Phx.Initialize.EndInitialization("PHX|*|_PHX_|", args);
// Enable some controls. We want to see the names of types, types
// in our IR dumps, linenumbers in our IR dumps, and linenumbers
// in our object file.
Phx.Controls.Parser.ParseArgumentString(null,
"-dumptypesym -dump:types -dump:linenumbers -lineleveldebug");
// Cache pointer to the main type table.
typeTable = Phx.GlobalData.TypeTable;
// Create a lifetime.
lifetime =
Phx.Lifetime.New(Phx.LifetimeKind.Module, null);
}
static Phx.Symbols.AssemblySymbol LookupAssembly(Phx.ModuleUnit moduleUnit, string assemblyNameString)
{
Phx.Name assemblyName =
Phx.Name.New(lifetime, assemblyNameString);
Phx.Symbols.Table symbolTable = moduleUnit.SymbolTable;
Phx.Symbols.NameMap nameMap = symbolTable.NameMap;
// If the module was not compiled with debug, the module sym
// table may not have a name map.
if (nameMap == null)
{
nameMap = Phx.Symbols.NameMap.New(symbolTable, 64);
symbolTable.AddMap(nameMap);
}
Phx.Symbols.Symbol sym = nameMap.Lookup(assemblyName);
// Note that there might be a number of symbols with
// identical names, so search through until we have an
// assembly reference.
while (sym != null)
{
if (sym.IsAssemblySymbol)
{
return sym.AsAssemblySymbol;
}
sym = nameMap.LookupNext(sym);
}
return null;
}
static Phx.Types.Table typeTable;
static Phx.Lifetime lifetime;
}
}
Hi,
Firstly, thanks a lot! This example is being very helpful.
Now, the problems:
When I compile the code the foo2.exe file is generated, but the follow message is shown:
Code Snippet
I used the peverify and the ildasm to verify the foo.exe and everything seemed normal, but it doesn′t work. The only thing that I changed in your example was the foo.il file.

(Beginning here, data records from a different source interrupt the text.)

PR #268, opened 2024-03-19
feat: add sitemap to travel planner

jonasbrunvoll:
Closes https://github.com/AtB-AS/kundevendt/issues/17182

### Background

UUtilsynet requires that we have at least two ways to navigate between pages on the website. Ref: https://www.uutilsynet.no/wcag-standarden/245-flere-mater-niva-aa/107

We don't have multiple links to the assistant and departures page. An alternative is a search function, but I believe adding a sitemap is sufficient.

#### Illustrations
<details>
<summary>screenshot</summary>

Skjermbilde 2024-03-19 kl  12 42 01

</details>

### Proposed solution

Add sitemap displaying urls and when the date when they were last modified.


src/pages/sitemap.xml.tsx
```diff
@@ -0,0 +1,72 @@
...
+        <lastmod>${site.dateModified}</lastmod>
+    </url>
+    `;
+  })}
+   </urlset>
+ `;
+};
+
+export const getServerSideProps: GetServerSideProps<{}> = async (ctx) => {
+  const siteMap = generateSitemap('src/pages');
```
jonasbrunvoll, line 62:
```suggestion
  const sitemap = generateSitemap('src/pages');
```

src/pages/sitemap.xml.tsx
```diff
@@ -0,0 +1,72 @@
...
+  ctx.res.setHeader('Content-Type', 'text/xml');
+  ctx.res.write(siteMap);
```
jonasbrunvoll, line 64:
```suggestion
  ctx.res.write(sitemap);
```

mortennordseth (commented):
I like this approach, but it seems like `sites` is empty: 

image

adriansberg:
2024-03-19 at 20 14 01

The string replacement does not take `www` into account. I see some of the orgs have it, and some don't.

.gitignore
```diff
@@ -49,3 +49,7 @@ src/components/icon/generated-icons.ts
 /playwright-report/
 /blob-report/
 /playwright/.cache/
+
+
+/public/robots.txt
+/public/sitemap.xml
```
mortennordseth, line 55: Why are these ignored?

next-sitemap.js
```diff
@@ -0,0 +1,26 @@
+/** @type {import('next-sitemap').IConfig} */
+
+function getHomepageUrl() {
+  const orgId = process.env.NEXT_PUBLIC_PLANNER_ORG_ID;
+  const org = require(`./orgs/${orgId}.json`);
+  return org.urls.homePageUrl.href;
+}
```
mortennordseth, line 7: I don't think that we should use the home page URL to define hostname of the planner web. We don't know that `reise.<homePageUrl>` is used by everyone. If it is needed I think we should add a new property, e.g. `hostname`, to the org file.

.gitignore
jonasbrunvoll: As i understood it, these files are automatically be created postbuild, and are therefore not necessary to push.

next-sitemap.js
jonasbrunvoll: Agreed, sounds like a more robust approach.

public/robots.txt
```diff
@@ -0,0 +1,9 @@
+# *
```
mikaelbr, line 1: Should these files be ignored?

jonasbrunvoll: As I understood it, site.xml and robots.txt are automatically created postbuild, and can therefore be added to .gitignore.. But, as I'm not sure how to set the siteUrl in staging and preview, As I could´t see how sitemap.xml and robots.xml looked in preview, I removed the files from .gitignore to including the files in the public folder. 

From preview, it looks like it works as it should, so I think I can add add the files to .gitignore again.

public/sitemap.xml
```diff
@@ -0,0 +1,6 @@
+<?xml version="1.0" encoding="UTF-8"?>
```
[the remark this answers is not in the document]
jonasbrunvoll: As I understood it, site.xml and robots.txt are automatically created postbuild, and can therefore be added to .gitignore.. But, as I'm not sure how to set the siteUrl in staging and preview, As I could´t see how sitemap.xml and robots.xml looked in preview, I removed the files from .gitignore to including the files in the public folder. 

From preview, it looks like it works as it should, so I think I can add add the files to .gitignore again.

.github/workflows/docker.yml
```diff
@@ -19,27 +19,31 @@ jobs:
         ATB_NEXT_PUBLIC_FIREBASE_AUTH_DOMAIN=${{ github.event_name == 'release' && 'atb-mobility-platform.firebaseapp.com' || 'atb-mobility-platform-staging.firebaseapp.com' }}
         ATB_NEXT_PUBLIC_FIREBASE_APP_ID=${{ github.event_name == 'release' && '1:827196677776:web:c4b1d8924bb5778bf50215' || '1:939812594010:web:0308b2a9cdc80b0d069363' }}
         ATB_NEXT_PUBLIC_FIREBASE_MEASUREMENT_ID=${{ github.event_name == 'release' && '' || '' }}
+        ATB_NEXT_PUBLIC_IN_STAGING=${{ github.event_name == 'atb-mobility-platform-staging'}}
```
mortennordseth, line 22: I think it would be better if this env variable said which environment it is, rather than a boolean for being staging or not. Something like `'dev' | 'staging' | 'prod'`. 

Also, the environment should be the same for everyone, so do we need to prefix these and have multiple ones?

mortennordseth: I think this should do the trick

`NEXT_PUBLIC_ENVIRONMENT=${{ github.event_name == 'release' && 'prod' || 'staging' }}`

jonasbrunvoll: I´ll update the logic.

mikaelbr:
@jonasbrunvoll Think it is good to include a text on this and how it works in the README. meaning that `yarn build` now essentially requires `NEXT_PUBLIC_PLANNER_ORG_ID` and `NEXT_PUBLIC_ENVIRONMENT`. So just note on how to test locally, required envs. Doesn't need to be lots of text

mikaelbr:
Seems next-sitemap ignores dynamic routes (like `[[...id]].tsx` which we uses for departures). So need to add that route explicitly. Sending suggestion in comment

next-sitemap.js
```diff
@@ -0,0 +1,20 @@
...
+
+module.exports = {
+  siteUrl: environment ? environmentUrls[environment] : environmentUrls['dev'],
+  generateIndexSitemap: false,
+  sitemapSize: 7000,
+  generateRobotsTxt: true,
+  robosTxtOptions: {
+    policies: [{ userAgent: '*', allow: '/' }],
+  },
+};
```
mikaelbr, line 20:
```suggestion
/** @type {import('next-sitemap').IConfig} */
module.exports = {
  siteUrl: environment ? environmentUrls[environment] : environmentUrls['dev'],
  generateIndexSitemap: false,
  sitemapSize: 7000,
  generateRobotsTxt: true,
  robosTxtOptions: {
    policies: [{ userAgent: '*', allow: '/' }],
  },

  // Adds path as it doesn't support dynamic routes.
  additionalPaths(config) {
    const result = [];
    // @TODO Consider if we should prepopulate this for better SEO for
    // quays.
    result.push({
      loc: '/departures',
      changefreq: 'yearly',
      priority: 0.7,
      lastmod: new Date().toISOString(),
    });
    return result;
  },
};
```

mikaelbr (approved):
With README changes I think this is good!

I added ".assembly extern mscorlib {auto}", because without this the program didn′t find the mscorlib reference.
When you say it "doesn't work" are you referring to the assert? Or is there some other problem?
I should have mentioned that the code will produce the assert that you see. It comes from the small bit of unmanaged code that exists in the binary. You can safely ignore the assert. The program still completes properly.
I haven't tried this, but if you build the il assembly with /NOCORSTUB you may be able to disable generation of this native code in the initial assembly, and then maybe the assert will go away.